Rhiannon Brownbill

University of Technology Sydney
Australia

Burudi Gurad, Burudi Ora (Critical Spatial Relationalities of Care).
In Caretaking Relations, Not American Dreaming Kim TallBear stipulates that “Indigenous frameworks of relationality … [are] explicitly spatial narratives of caretaking relations”. Spatial webs of intimacy and memory that connect the human body to all the living: non-living entities of the Land. Spatial webs that are “… relentlessly erased when the extractive nation-state continues to be [actualised] …”.

Therefore, this project asks, within an urban framework and collaborating with local Aboriginal knowledges of Country, how can architecture create healthcare spaces that assert the complex relations of Country, knowledge, community and culture as fundamental practices of care alongside western medicine?

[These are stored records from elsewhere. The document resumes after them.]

PR #4288, opened 2025-12-03
Add pipeline run index attribute

schustmi:
## Describe changes

This PR adds an `index` attribute for each pipeline run, which specifies the index of the run within its pipeline.

Additionally, the `pipeline` attribute of the `PipelineRunRequest` was removed as the information is already included in the `snapshot` that is part of the request.

Limitations:
- If a run fails to be created (could be because a run with the same name exists or other reasons), the run number will still be bumped and that index will simply be unused
- When running a pipeline client-side, the following happens: We first create a pipeline run in the database, and then ask the orchestrator to submit the pipeline. If this submission fails, we currently delete the pipeline run. This will also cause a gap in the indexes of pipeline runs.

## Pre-requisites

## Types of changes

### DIFF
--- a/src/zenml/zen_stores/sql_zen_store.py
+++ b/src/zenml/zen_stores/sql_zen_store.py
@@ -6102,6 +6102,7 @@ class SqlZenStore(BaseZenStore):
                         jl_arg(PipelineRunSchema.start_time),
                         jl_arg(PipelineRunSchema.end_time),
                         jl_arg(PipelineRunSchema.status),
+                        jl_arg(PipelineRunSchema.index),
                     ),
                 ],
             )
@@ -6336,6 +6337,7 @@ class SqlZenStore(BaseZenStore):
                     for triggered_run in step_run.triggered_runs:
                         triggered_run_metadata: Dict[str, Any] = {
                             "status": triggered_run.status,
+                            "index": triggered_run.index,
                         }
 
                         if triggered_run.start_time:


src/zenml/zen_stores/schemas/pipeline_run_schemas.py
```diff
@@ -379,6 +381,7 @@ def from_request(
             orchestrator_environment=orchestrator_environment,
             start_time=request.start_time,
             status=request.status.value,
+            number=number,
```
htahir1: do we really want to call this "number"? Can we just say "index"? @schustmi

schustmi: Haven't thought about names yet, I'm open for any suggestion. Just have this PR for testing at the moment

schustmi: But yeah index sounds good to me, maybe @znegrin also has something in mind as this is his suggestion?

htahir1: verified with @znegrin , and `index` sounds good to us

src/zenml/zen_stores/migrations/versions/6e4eb89f632d_unique_run_index.py
```diff
@@ -0,0 +1,108 @@
...
+        sa.update(run_table)
+        .where(run_table.c.pipeline_id.is_(None))
+        .values(index=0)
+    )
+
+    result = connection.execute(
+        sa.select(
+            run_table.c.id,
+            run_table.c.pipeline_id,
+            run_table.c.created,
```
Json-Andriopoulos: Do we need to fetch created? We already fetch the results in order no?

src/zenml/zen_stores/migrations/versions/6e4eb89f632d_unique_run_index.py
```diff
@@ -0,0 +1,108 @@
...
+        )
+        .where(run_table.c.pipeline_id.is_not(None))
+        .order_by(run_table.c.pipeline_id, run_table.c.created, run_table.c.id)
+    ).fetchall()
```
Json-Andriopoulos, line 53: fetchall() fetches all results in memory (I am not sure if MySQL provides server-side cursors to stream results in batches - I think not). Let's think about the worst case scenario in terms of memory consumption.

src/zenml/zen_stores/migrations/versions/6e4eb89f632d_unique_run_index.py
```diff
@@ -0,0 +1,108 @@
...
+
+    current_pipeline_id = None
+    index_within_pipeline = 0
+    run_updates: list[dict[str, Any]] = []
+    run_counts: dict[str, int] = {}
+    for row in result:
```
Json-Andriopoulos, line 59: Normally I would advocate to execute data population for optional values in a post-deployment or post-migration step. Let's think about the worst case scenario in terms of execution time.

src/zenml/zen_stores/migrations/versions/6e4eb89f632d_unique_run_index.py
```diff
@@ -0,0 +1,108 @@
...
+            .values(index=sa.bindparam("index")),
+            run_updates,
+        )
+
+    if run_counts:
+        pipeline_updates = [
+            {"id_": pipeline_id, "run_count": run_count}
+            for pipeline_id, run_count in run_counts.items()
+        ]
+        connection.execute(
```
Json-Andriopoulos: I suggest we do that in batches. I am not sure what the supported limits are in terms of payload (if you try to update 10k records at once for instance). Best to have something more manageable (e.g. 1000 record batches) with a retry policy?

src/zenml/zen_stores/sql_zen_store.py
```diff
@@ -6504,6 +6504,31 @@ def _get_duplicate_run_name_error_message(
...
+
+        Returns:
+            The next run index for the pipeline.
+        """
+        # Commit before acquiring the exclusive lock on the pipeline
+        session.commit()
+        session.execute(
+            update(PipelineSchema)
+            .where(col(PipelineSchema.id) == pipeline_id)
+            .values(run_count=col(PipelineSchema.run_count) + 1)
```
Json-Andriopoulos, line 6524: Good one! I *think* this should be ok with the default isolation level in MySQL.

src/zenml/zen_stores/migrations/versions/6e4eb89f632d_unique_run_index.py
schustmi: Good idea!

src/zenml/zen_stores/migrations/versions/6e4eb89f632d_unique_run_index.py
schustmi: Nope you're right, I'll remove it

src/zenml/zen_stores/migrations/versions/6e4eb89f632d_unique_run_index.py
schustmi: Yeah I thought this should not be a problem here:
After I removed the created_at, this fetches 2 UUIDs (-> `32 bytes`), so even if someone had 10 million pipeline runs, this would consume 320 megabytes of memory. Should be okay, wdyt?

src/zenml/zen_stores/migrations/versions/6e4eb89f632d_unique_run_index.py
schustmi: Actually the index should be non-optional and the column type is changed at the end of the DB migration to reflect that, which is why we need some values for each existing row. I guess we could populate it with a placeholder and then later on replace by real values, not sure it's worth the effort here though?

src/zenml/zen_stores/sql_zen_store.py
schustmi: Yep I think so! Also in my tests it seemed to work just fine. I also didn't add a unique constraint on `pipeline_id, index`, so even if this for some reason fails to generate unique values, we will not fail to create a run but instead only have a duplicate index.

src/zenml/zen_stores/migrations/versions/6e4eb89f632d_unique_run_index.py
Json-Andriopoulos: I think as python objects go you will have a bit of additional memory but not significant, we should be good.

src/zenml/zen_stores/migrations/versions/6e4eb89f632d_unique_run_index.py
Json-Andriopoulos: Nah let's no change the migration logic, let's just estimate the execution time for the backfill (worst case scenario). The general rule is migrations should complete quickly.

stefannica: > Normally I would advocate to execute data population for optional values in a post-deployment or post-migration step

@Json-Andriopoulos I'm curious, why is it not acceptable to do these sort of changes in the alembic migration script ? what are the pros/cons ?

PR #4292, opened 2025-12-03
Add Changelog link to README

strickvl:


htahir1 (changes requested):
Two things:

There is a line "🎉 For the latest release, see the [release notes](https://github.com/zenml-io/zenml/releases)." -> we can point to changelog instead?

Also there is a file in the rpeo called RELEASE_NOTES.md i think we should delete now  to avoid confusion (or maybe add the changelog link at the top)

PR #4300, opened 2025-12-04
Enable dynamic pipelines to be deployed

stefannica:
## Describe changes
Enable dynamic pipelines to be deployed.

This PR makes some minor changes to the dynamic pipeline runner to allow it to be used with deployed pipelines:

* disable init and cleanup hooks if the pipeline run is a deployment invocation (because init/cleanup is run globally by the deployment service)
* disable setting up the logging context if the pipeline run is a deployment invocation (logging is set up by the deployment service)_
* use the orchestrator passed as constructor argument instead of that from the active stack. This is required because deployment invocations use a locally instantiated local orchestrator and ignore the one in the active stack

IMPORTANT: the fact that the deployment uses a locally instantiated local orchestrator to run the pipelines isn't respected throughout the code. There are still a lot of occurrences where the orchestrator in the active stack is used instead.

## Pre-requisites

## Types of changes


src/zenml/zen_stores/schemas/pipeline_snapshot_schemas.py
```diff
@@ -486,12 +486,7 @@ def to_model(
             runnable = True
 
         deployable = False
-        if (
-            not self.is_dynamic
-            and self.build
-            and self.stack
-            and self.stack.has_deployer
-        ):
+        if self.stack and self.stack.has_deployer:
```
schustmi: I'm wondering whether we should keep the `self.build` in here and make this a boolean which mean "can be deployed from the server"?

stefannica: done

src/zenml/execution/pipeline/dynamic/runner.py
```diff
@@ -256,13 +278,24 @@ def launch_step(
             The step run outputs or a future for the step run outputs.
         """
         step = step.copy()
+        step_config = None
+        if self._run and self._run.triggered_by_deployment:
+            # Deployment-specific step overrides
+            step_config = StepConfigurationUpdate(
```
schustmi, line 284: One thing I forgot: We should also set `runtime="inline"` here for deployments, otherwise the steps might still launch in a remote environment using the orchestrator.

Located on the island of Memel (Goat Island, Sydney Harbour), the project was conducted through a ground-up research and design methodology alongside local D’harawal eora Elders and Knowledge Keepers (all Traditional Custodians of the site). As a non-Indigenous student, entering an industry dominated by non-Indigenous professionals, this project is defined by this emerging methodology.

Memel is Aboriginal land recently returned to local peoples and this project explores how, under the consent of Traditional Owners, non-Indigenous architects can follow local protocols to design with site and create architecture that is fully responsive to local knowledges, ecologies and Country.